● **WHAT YOU SHOULD DO**: The answer must consist of every line from the entries that holds the word "LINKED".

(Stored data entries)
PR #191, opened 2018-02-21
Add /api routes

### LINKED ISSUE #173: Add /api to the start of all express routes
Currently our api routes have the potential to conflict with our frontend routes. 
To fix this we should prefix the paths with `/api`.

### LINKED ISSUE #189: Move routes/handlers to their on file
All the routes are hanging out in app.js and it's a bit of a pain to look at. Would be fab to have a router.js file

astroash:
Fixes #189 
Fixes #173 

Potentially a messy fix for adding /api to all routes on the server, happy to manually add /api to all routes if peeps think this is better... 

And my prettier fucked a fair bit up 🙄...

Also I'm terribly out of practise of adding issue numbers to commit messages 🙈

### DIFF
--- a/react-backend/app.js
+++ b/react-backend/app.js
@@ -6,6 +6,7 @@ const cookieParser = require('cookie-parser');
 const bodyParser = require('body-parser');
 const routes = require('./router');
 
+const router = express.Router();
 const app = express();
 
 app.use(favicon(path.join(__dirname, 'public', 'favicon.ico')));
@@ -15,7 +16,8 @@ app.use(bodyParser.urlencoded({ extended: true }));
 app.use(cookieParser());
 app.use(express.static(path.join(__dirname, 'client/build')));
 
-app.get('/api', routes);
+router.use('/api', routes);
+app.use(router);
 app.get('/*', express.static(path.join(__dirname, 'client/build/index.html')));
 
 // catch 404 and forward to error handler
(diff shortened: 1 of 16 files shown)


react-backend/client/src/components/admin/activitiesLib/admin_helpers.js
```diff
@@ -82,4 +78,4 @@ const adminFetch = method => async (that, url, body) => {
 export const adminPost = adminFetch('POST');
 export const adminGet = adminFetch('GET');
 
-export const checkAdmin = that => adminFetch('POST')(that, '/admin/check');
+export const checkAdmin = that => adminFetch('POST')(that, 'api/admin/check');
```
eliascodes: This needs a leading `/` otherwise it will be interpreted as a relative URL. Same for every API route in this PR.

react-backend/app.js
```diff
@@ -45,39 +16,8 @@ app.use(bodyParser.urlencoded({ extended: true }));
...
-app.use('/visitors/all', mwAdminIsAuthenticated, visitorsAll);
-app.use('/visitors/filtered', mwAdminIsAuthenticated, visitorsFiltered);
-app.use('/admin/check', mwAdminIsAuthenticated, adminCheck);
-app.use('/activities/all', mwAdminIsAuthenticated, activitiesAll);
-app.use('/activity/add', mwAdminIsAuthenticated, activitiesAdd);
-app.use('/activity/update', mwAdminIsAuthenticated, activitiesUpdate);
-app.use('/activity/delete', mwAdminIsAuthenticated, activitiesDelete);
-
+router.use('/api', routes);
+app.use(router);
```
eliascodes: I think you're creating an unnecessary router here. Can't you just do `app.use('/api', routes)`?

Also probably better to call it `apiRoutes` or something like that.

● **ANSWER TO THE PROBLEM**:
### LINKED ISSUE #173: Add /api to the start of all express routes
### LINKED ISSUE #189: Move routes/handlers to their on file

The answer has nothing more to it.